This code module provides Quadrature
- Encoder, and
- Decoder support.
Incremental encoders can be simulated with this code module.
By analyzing two 90 degrees shifted signal inputs from incremental encoder sensors, rotation direction and position can be determined.
The two signals A and B in the below graph represent typical waveforms of such inputs. Signal C/Index represents the end of each complete cycle:
Depending on your required data, the QAD code module allows you to set the following parameters:
- 1x: Counter increments at each rising edge event of signal A
- 2x: Counter increments at each rising or falling edge event of signal A
- 4x: Counter increments at each rising or falling edge event of signal A and B
Actions on Index (C)
You can define the following counter settings whenever C/Index is High (end of cycle):
- Reset on index: Counter is cleared
- Reload on index: Counter is reset with your selected init value
- Latch on index: Stores the counter value into the output register
- Index reference mode: Resets the counter to zero when the C/Index signal of the encoder is high for the first time. After this initial high C/Index signal, the QAD code module will ignore the C/Index signal and switch to "ignore index input" mode.

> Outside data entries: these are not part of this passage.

PR #4, opened 2015-03-05
[JENKINS-25678] Space-in-path bug

jglick:
[JENKINS-25678](https://issues.jenkins-ci.org/browse/JENKINS-25678)

@reviewbybees

PR #18, opened 2016-02-20
[JENKINS-25678] Space-in-path bug, revisited

jglick:
[JENKINS-25678](https://issues.jenkins-ci.org/browse/JENKINS-25678) Amends #4.

Subsumes #17; [incremental diff](https://github.com/jglick/durable-task-plugin/compare/launch-failure-JENKINS-28400...win-space-in-path-JENKINS-25678)

@reviewbybees

### DIFF
--- a/src/main/java/org/jenkinsci/plugins/durabletask/WindowsBatchScript.java
+++ b/src/main/java/org/jenkinsci/plugins/durabletask/WindowsBatchScript.java
@@ -54,14 +54,14 @@ public final class WindowsBatchScript extends FileMonitoringTask {
         }
         BatchController c = new BatchController(ws);
 
-        c.getBatchFile1(ws).write(String.format("cmd /c \"%s\" > \"%s\" 2>&1\r\necho %%ERRORLEVEL%% > \"%s\"\r\n",
+        c.getBatchFile1(ws).write(String.format("cmd /c \"\"%s\"\" > \"%s\" 2>&1\r\necho %%ERRORLEVEL%% > \"%s\"\r\n",
                 c.getBatchFile2(ws),
                 c.getLogFile(ws),
                 c.getResultFile(ws)
         ), "UTF-8");
         c.getBatchFile2(ws).write(script, "UTF-8");
 
-        Launcher.ProcStarter ps = launcher.launch().cmds("cmd", "/c", c.getBatchFile1(ws).getRemote()).envs(envVars).pwd(ws).quiet(true);
+        Launcher.ProcStarter ps = launcher.launch().cmds("cmd", "/c", "\"\"" + c.getBatchFile1(ws) + "\"\"").envs(envVars).pwd(ws).quiet(true);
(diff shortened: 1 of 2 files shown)


src/main/java/org/jenkinsci/plugins/durabletask/BourneShellScript.java
```diff
@@ -92,10 +111,22 @@ public String getScript() {
         args.addAll(Arrays.asList("sh", "-c", cmd));
         Launcher.ProcStarter ps = launcher.launch().cmds(args).envs(envVars).pwd(ws).quiet(true);
         listener.getLogger().println("[" + ws.getRemote().replaceFirst("^.+/", "") + "] Running shell script"); // -x will give details
-        /* Uncomment for diagnosis (and comment following line) in case wrapper script fails. Otherwise skip since it consumes a thread:
-        ps.stdout(listener);
-        */
-        ps.readStdout().readStderr(); // TODO RemoteLauncher.launch fails to check ps.stdout == NULL_OUTPUT_STREAM, so it creates a useless thread even if you never called stdout(…)
+        boolean novel;
+        synchronized (encounteredPaths) {
```
michaelneale: better to do it this way than a whole `synchronizedMap` around encounteredPaths? (curious)

michaelneale:
:bee:  saw previous comments about config options vs GUI but I think system props are fine for this type of thing (will they be shown in the list of available ones? or this is just for "inside baseball" debugging?)

src/main/java/org/jenkinsci/plugins/durabletask/BourneShellScript.java
jglick: `synchronizedMap` does not let you atomically increment a value. There may be some utility in Guava etc. that does this.

jglick:
> this is just for "inside baseball" debugging?

Not familiar with that metaphor, but I guess yes. If someone feels the need to tune one of these parameters, either I will have suggested it or I will want to know about it.

jglick:
@michaelneale BTW please review #17 first, which I think all of your comments applied to, and for this PR only review the incremental diff shown in the description. Confusing, I know, but without access to prompt reviews I am forced to create cascading PRs in order to make progress.

amuniz:
:bee:

amuniz:
BTW did you run the test in a Windows box? It is [skipped](https://jenkins.ci.cloudbees.com/job/plugins/job/durable-task-plugin/org.jenkins-ci.plugins$durable-task/73/testReport/org.jenkinsci.plugins.durabletask/WindowsBatchScriptTest) in the PR build (as it runs on Linux) so we don't have a confirmation of the test is working.

jglick:
> did you run the test in a Windows box?

Yes of course, I developed the test and the fix iteratively in Windows (XP in this case). I ought to double-check it in 2012 R2 before merging.

jglick:
Passes in 2012 R2.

- Ignore index input: no action
- Cycling counter: defines a counter range of -2^31 to 2^31 - 1
- Divide-by-N: defines a counter range of - Steps per revolution to + Steps per revolution - 1. Each time the counter reaches the selected minimum or maximum Steps per revolution value, the counter is reset.
- Single Cycle: Counting stops when a defined counting value is met. To start counting again, a reset is required.
Steps per revolution
The number of steps can be freely configured based on your hardware specifications. Typical values are powers of two (1024, 2048, 4096, …).